Lift out all lines below that contain "consistency".

───── PROVIDED INFORMATION

PR #91, opened 2019-03-26
Dynamic Fields

cgalarza:
- Adding database migrations and models for dynamic_field, dynamic_field_group and dynamic_field_category
- Adding tests for all three models


app/models/concerns/dynamic_field_structure/string_key.rb
```diff
@@ -0,0 +1,20 @@
+module DynamicFieldStructure
+  module StringKey
+    extend ActiveSupport::Concern
+
+    RESERVED_STRING_KEYS = ['uri', 'value']
```
elohanlon: Is 'value' reserved for a reason that's specific to your code design, or is this a carry-over from Hyacinth 2?  I remember why we'd want 'uri' to be reserved, since that makes it easier to find controlled term fields in a deeply nested hash.  I think that in Hyacinth 2, 'value' was also reserved for a similar reason, when URI Service used 'value' as its pref label field name.  If we still want to preserve that ease of lookup in a nested hash (which may be a good idea), I think we should change 'value' above to 'pref_label'.

app/models/concerns/dynamic_field_structure/string_key.rb
```diff
@@ -0,0 +1,20 @@
...
+      validates :string_key, presence: true,  string_key: true, exclusion: { in: RESERVED_STRING_KEYS }
+      validate :unique_string_key
+    end
+
+    private
+
+      # Validate that the string_key is unique between all siblings.
+      def unique_string_key
+        sibling_string_keys = siblings.map(&:string_key)
+        errors.add(:string_key, 'has already been taken') if sibling_string_keys.include?(string_key)
```
elohanlon:
```suggestion
        errors.add(:string_key, 'has already been taken by a sibling field') if sibling_string_keys.include?(string_key)
```

app/models/dynamic_field.rb
```diff
@@ -0,0 +1,71 @@
...
+    TEXTAREA = 'textarea'
+    INTEGER = 'integer'
+    BOOLEAN = 'boolean'
+    SELECT = 'select'
+    DATE = 'date'
+    CONTROLLED_TERM = 'controlled_term'
+  end
+
+  TYPES_TO_LABELS = {
+    DynamicField::Type::STRING => 'String',
```
elohanlon: It might be possible to just use `STRING => 'String'` here rather than the full `DynamicField::Type::STRING`, but I'm not 100% sure.  By the way, I realize that this may be carry-over code from Hyacinth 2, so this and other comments to come may be me proposing a revision to something that I originally wrote.

db/migrate/20190325175848_create_dynamic_field.rb
```diff
@@ -0,0 +1,31 @@
...
+      t.string  :string_key,    null: false
+      t.string  :display_label, null: false
+      t.string  :field_type,    null: false, default: 'string'
+      t.integer :sort_order,    null: false
+
+      t.boolean :is_facetable,  null: false, default: false
+      t.string  :filter_label
+      t.string  :controlled_vocabulary
+      t.text    :select_options
+      t.text    :additional_data_json
```
elohanlon: Do we want to get rid of additional_data_json since we have select_options?

app/validators/valid_json_validator.rb
```diff
@@ -0,0 +1,11 @@
+class ValidJsonValidator < ActiveModel::EachValidator
+  ALPHANUMERIC_UNDERSCORE_KEY_REGEX = /\A[a-z]{1}[a-z0-9_]{0,240}\z/
```
elohanlon: Not needed?

db/migrate/20190325175848_create_dynamic_field.rb
```diff
@@ -0,0 +1,31 @@
+class CreateDynamicField < ActiveRecord::Migration[5.2]
```
elohanlon: For consistency, this should be plural (`CreateDynamicFields`).

spec/factories/dynamic_field.rb
```diff
@@ -0,0 +1,21 @@
+FactoryBot.define do
```
elohanlon: For consistency, this factory file should be `dynamic_fields.rb`.

spec/models/dynamic_field_group_spec.rb
```diff
@@ -0,0 +1,339 @@
...
+      let(:dynamic_field_group) { FactoryBot.build(:dynamic_field_group, xml_translation: 'randomstring') }
+
+      it 'does not save' do
+        expect(dynamic_field_group.save).to be false
+      end
+
+      it 'returns correct error' do
+        dynamic_field_group.save
+        expect(dynamic_field_group.errors.full_messages).to include 'Xml translation does not validate as JSON'
+      end
```
elohanlon: We should probably also add a validation rule someday that validates the the xml translation rules against a json schema for valid xml translation rule properties, but that can wait until later.  Maybe worth putting a TODO or "skip" test in here for that?

spec/models/dynamic_field_group_spec.rb
```diff
@@ -0,0 +1,339 @@
...
+        let(:parent) { FactoryBot.create(:dynamic_field_category) }
+        let(:dynamic_field_group) { FactoryBot.build(:dynamic_field_group, parent: parent) }
+
+        before do
+          FactoryBot.create(:dynamic_field_group, string_key: 'name', parent: parent)
+          parent.reload
+        end
+
+        it 'does not save' do
+          expect(dynamic_field_group.save).to be false
```
elohanlon: The only thing I don't like about this test is that it assumes knowledge of the factory.  It assumes that you know that the factory for :dynamic_field_group defaults to having a string_key of 'name'.  Maybe that's an okay practice though.  Not sure, since I only recently started using FactoryBot.

spec/models/dynamic_field_group_spec.rb
```diff
@@ -0,0 +1,339 @@
...
+    context 'when setting DynamicFieldGroup as parent' do
+      let(:parent) { FactoryBot.create(:dynamic_field_group) }
+
+      it 'adds parent' do
+        expect(dynamic_field_group.parent).to eq parent
+      end
+
+      it 'adds dynamic field group to parent dynamic field group' do
+        expect(parent.dynamic_field_groups).to match_array [dynamic_field_group]
+      end
```
elohanlon: We should add another test here that ensures that a dynamic_field_group cannot be added as its own parent (because that would lead to infinite loops elsewhere in the code as we traverse the field hierarchy).

spec/models/dynamic_field_group_spec.rb
```diff
@@ -0,0 +1,339 @@
...
+    end
+
+    context 'when setting parent to invalid parent type' do
+      let(:parent) { FactoryBot.create(:user, email: 'random_user@example.com') }
+
+      it 'does save' do
```
elohanlon:
```suggestion
      it 'does not save' do
```

spec/models/dynamic_field_group_spec.rb
```diff
@@ -0,0 +1,339 @@
...
+  end
+
+  describe '#dynamic_fields' do
+    let(:dynamic_field_group) { FactoryBot.create(:dynamic_field_group) }
+    let(:dynamic_field_1) { FactoryBot.build(:dynamic_field, dynamic_field_group: nil) }
+    let(:dynamic_field_2) { FactoryBot.build(:dynamic_field, dynamic_field_group: nil, string_key: 'usage_primary') }
+
+    it 'can add a dynamic field' do
+      dynamic_field_group.dynamic_fields << dynamic_field_1
+      dynamic_field_1.save
```
elohanlon: As it is, `dynamic_field_1.save` doesn't add anything to this test.  You could either remove this line or call `.reload` on the next line.

spec/models/dynamic_field_group_spec.rb
```diff
@@ -0,0 +1,339 @@
...
+      expect(dynamic_field_group.dynamic_fields).to match_array [dynamic_field_1]
+    end
+
+    it 'can add multiple dynamic fields' do
+      dynamic_field_group.dynamic_fields << dynamic_field_1
+      dynamic_field_group.dynamic_fields << dynamic_field_2
+      dynamic_field_1.save
```
elohanlon: Same comment here as above, about `dynamic_field_1.save` not adding anything to this test.  I think the test would still function the same way without this `.save` call and the one below it.

spec/models/dynamic_field_spec.rb
```diff
@@ -0,0 +1,186 @@
+require 'rails_helper'
+
+RSpec.describe DynamicField, type: :model do
+  describe '#new' do
+    context 'when parameters are correct' do
+      subject { FactoryBot.create(:dynamic_field) }
```
elohanlon: Just as a heads up, rubocop will be complaining about not having a "named subject" here once my bixby changes are merged in.  I'm fine with fixing this later, but it might be faster to fix now while this set of tests is fresh in your mind.

https://www.rubydoc.info/gems/rubocop-rspec/1.6.0/RuboCop/Cop/RSpec/NamedSubject

spec/models/dynamic_field_spec.rb
```diff
@@ -0,0 +1,186 @@
...
+    context 'when missing string_key' do
+      let(:dynamic_field) { FactoryBot.build(:dynamic_field, string_key: nil) }
+
+      it 'does not save' do
+        expect(dynamic_field.save).to be false
+      end
+
+      it 'returns correct error' do
+        dynamic_field.save
+        expect(dynamic_field.errors.full_messages).to include 'String key can\'t be blank'
```
elohanlon: Optional change: For readability, I tend to prefer double quotes when a single quote is in a string, even when we're not interpolating anything.  Not sure if rubocop would complain about that though.

spec/models/dynamic_field_spec.rb
```diff
@@ -0,0 +1,186 @@
...
+    context 'when field_type invalid' do
+      let(:dynamic_field) { FactoryBot.build(:dynamic_field, field_type: 'not-valid') }
+
+      it 'does not save' do
+        expect(dynamic_field.save).to be false
+      end
+
+      it 'returns correct error' do
+        dynamic_field.save
+        expect(dynamic_field.errors.full_messages).to include 'Field type is not included in the list'
```
elohanlon:
```suggestion
        expect(dynamic_field.errors.full_messages).to include 'Field type is not included in the list of allowed types'
```

spec/models/dynamic_field_group_spec.rb
```diff
@@ -0,0 +1,339 @@
...
+    context 'when setting parent to invalid parent type' do
+      let(:parent) { FactoryBot.create(:user, email: 'random_user@example.com') }
+
+      it 'does save' do
+        expect(dynamic_field_group.save).to be false
+      end
+
+      it 'returns correct error' do
+        dynamic_field_group.save
+        expect(dynamic_field_group.errors.full_messages).to include 'Parent type is not included in the list'
```
elohanlon:
```suggestion
        expect(dynamic_field_group.errors.full_messages).to include 'Invalid parent type'
```

spec/models/dynamic_field_spec.rb
```diff
@@ -0,0 +1,186 @@
...
+    context 'when missing dynamic_field_group' do
+      let(:dynamic_field) { FactoryBot.build(:dynamic_field, dynamic_field_group: nil) }
+
+      it 'does not save' do
+        expect(dynamic_field.save).to be false
+      end
+
+      it 'returns correct error' do
+        dynamic_field.save
+        expect(dynamic_field.errors.full_messages).to include 'Dynamic field group must exist'
```
elohanlon:
```suggestion
        expect(dynamic_field.errors.full_messages).to include 'Dynamic field group is required'
```

spec/models/dynamic_field_spec.rb
```diff
@@ -0,0 +1,186 @@
...
+    context 'when missing created_by' do
+      let(:dynamic_field) { FactoryBot.build(:dynamic_field, created_by: nil) }
+
+      it 'does not save' do
+        expect(dynamic_field.save).to be false
+      end
+
+      it 'returns correct error' do
+        dynamic_field.save
+        expect(dynamic_field.errors.full_messages).to include 'Created by must exist'
```
elohanlon:
```suggestion
        expect(dynamic_field.errors.full_messages).to include 'Created by value is required'
```

spec/models/dynamic_field_spec.rb
```diff
@@ -0,0 +1,186 @@
...
+    context 'when missing updated_by' do
+      let(:dynamic_field) { FactoryBot.build(:dynamic_field, updated_by: nil) }
+
+      it 'does not save' do
+        expect(dynamic_field.save).to be false
+      end
+
+      it 'returns correct error' do
+        dynamic_field.save
+        expect(dynamic_field.errors.full_messages).to include 'Updated by must exist'
```
elohanlon:
```suggestion
        expect(dynamic_field.errors.full_messages).to include 'Updated by value is required'
```

spec/models/dynamic_field_spec.rb
```diff
@@ -0,0 +1,186 @@
...
+        expect(dynamic_field.errors.full_messages).to include 'Select options can\'t be blank'
+      end
+    end
+
+    context 'when creating controlled term dynamic field' do
+      let(:dynamic_field) { FactoryBot.build(:dynamic_field, controlled_vocabulary: nil) }
+
+      it 'requires controlled_vocabulary' do
+        expect(dynamic_field.save).to be false
+        expect(dynamic_field.errors.full_messages).to include 'Controlled vocabulary can\'t be blank'
```
elohanlon:
```suggestion
        expect(dynamic_field.errors.full_messages).to include 'Controlled vocabulary is required'
```

spec/models/dynamic_field_spec.rb
```diff
@@ -0,0 +1,186 @@
...
+          parent.reload
+        end
+
+        it 'does not save' do
+          expect(dynamic_field.save).to be false
+        end
+
+        it 'returns correct error' do
+          dynamic_field.save
+          expect(dynamic_field.errors.full_messages).to include 'String key has already been taken'
```
elohanlon:
```suggestion
          expect(dynamic_field.errors.full_messages).to include 'String key is already in use for an adjacent field or field group'
```

spec/models/dynamic_field_spec.rb
```diff
@@ -0,0 +1,186 @@
...
```
elohanlon:
```suggestion
          expect(dynamic_field.errors.full_messages).to include 'String key is already in use by a sibling field or field group'
```

spec/models/dynamic_field_group_spec.rb
```diff
@@ -0,0 +1,339 @@
...
+          parent.reload
+        end
+
+        it 'does not save' do
+          expect(dynamic_field_group.save).to be false
+        end
+
+        it 'returns correct error' do
+          dynamic_field_group.save
+          expect(dynamic_field_group.errors.full_messages).to include 'String key has already been taken'
```
elohanlon:
```suggestion
          expect(dynamic_field_group.errors.full_messages).to include 'String key is already in use by a sibling field or field group'
```

spec/models/dynamic_field_group_spec.rb
```diff
@@ -0,0 +1,339 @@
...
```
elohanlon:
```suggestion
          expect(dynamic_field_group.errors.full_messages).to include 'String key is already in use by a sibling field or field group'
```

app/models/concerns/dynamic_field_structure/string_key.rb
cgalarza: The reserved string keys validation is a carryover from HY2. I have no idea why we placed this restriction. I don't really understand the use case you describe above. If swapping out 'value' for 'pref_label' is the correct thing to do, I am happy to change it.

app/models/dynamic_field.rb
cgalarza: This is carry over code. We can probably remove the `DynamicField::`. Will do.

db/migrate/20190325175848_create_dynamic_field.rb
cgalarza: I wanted it leave it so that it would make migrating the data easier, and we can remove it later.

app/validators/valid_json_validator.rb
cgalarza: yup. will remove.

spec/models/dynamic_field_group_spec.rb
cgalarza: That's a cool idea. I'll add a TODO

spec/models/dynamic_field_group_spec.rb
cgalarza: I am not sure what the practice should be in cases like this. I just don't want to keep writing boiler plate models over and over again, so I depend on the string_key of the default factory. Might be worth aliasing the default factory to a trait called :name.

spec/models/dynamic_field_group_spec.rb
cgalarza: Good point.

spec/models/dynamic_field_group_spec.rb
cgalarza: I don't think they would because I just build the factories, not create them. I just wanted to test the addition of new fields. I am adding, saving, reloading and then test to make sure they are present.

spec/models/dynamic_field_spec.rb
cgalarza: Can you push the bixby changes to 3.x? There's going to be a lot more errors than just this one.

spec/models/dynamic_field_spec.rb
cgalarza: Since its just one quotation mark, i usually don't switch it to double quotation mark.

spec/models/dynamic_field_spec.rb
cgalarza: I think some of these new error messages are helpful, and I think I will implement some of them. I would like to keep the defaults in some cases tho. It think its just more code to maintain that is only beneficial in uncommon situations.

app/models/dynamic_field.rb
cgalarza: I just realized that we can probably remove `TYPES_TO_LABELS` all together, because that's used by the front-end code and we are no longer going to be able to use it. Also, it's easy enough to convert the strings to their label counterparts with code.

spec/models/dynamic_field_group_spec.rb
cgalarza: Updated error message!

spec/models/dynamic_field_spec.rb
cgalarza: This error message comes from the belongs_to association. Belongs_to associations are required in rails 5, unless specified otherwise. We could add in an additional validation to check for presence. It would be redundant, but would allow us to change the error messaging.

spec/models/dynamic_field_group_spec.rb
cgalarza: I'll change save to save!, per our discussion

app/models/concerns/dynamic_field_structure/string_key.rb
elohanlon: After we spoke about this, I'm now thinking that RESERVED_STRING_KEYS isn't necessary anymore.  Just to be safe though, let's keep it for a little while with a TODO note to eventually delete if not needed, and let's change 'value' to 'pref_label' so that it serves the same protective purposes as in Hyacinth 2.

elohanlon:
```suggestion
    RESERVED_STRING_KEYS = ['uri', 'pref_label']
```

db/migrate/20190325175848_create_dynamic_field.rb
elohanlon: 👍

spec/models/dynamic_field_spec.rb
elohanlon: Will do.

spec/models/dynamic_field_group_spec.rb
elohanlon: The reason I suggested this change is that it seems confusing for a user of the API or the GUI to see a message that refers to "the list".  What list should they assume the error is referring to?

spec/models/dynamic_field_spec.rb
elohanlon: I don't like the error redundancy that the user would see in the additional validation case, but I just feel like the phrasing "updated by must exist" is a little odd for a user seeing this in an error message.  My feelings about this aren't too strong though, so I can live with it as is.

spec/models/dynamic_field_spec.rb
elohanlon: This change doesn't bother me all that much, so I'm fine with keeping as is, and I get what you mean about the extra code.

app/models/concerns/dynamic_field_structure/string_key.rb
cgalarza: Done!

spec/models/dynamic_field_spec.rb
cgalarza: Thanks let me know!

spec/models/dynamic_field_group_spec.rb
cgalarza: I get that. Like maybe "not included in valid list" or something like that. But again, i feel like we should just change this across the app. I don't know how to do that, yet, or if its even possible

spec/models/dynamic_field_spec.rb
cgalarza: I get that, I just didn't see a way to easy change that. So I say we leave it as is in order to save time.

spec/models/dynamic_field_spec.rb
cgalarza: Cool, thanks!

app/models/concerns/dynamic_field_structure/string_key.rb
cgalarza: Will do.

──────────

**RESPONSE TO THIS TASK:**
elohanlon: For consistency, this should be plural (`CreateDynamicFields`).
elohanlon: For consistency, this factory file should be `dynamic_fields.rb`.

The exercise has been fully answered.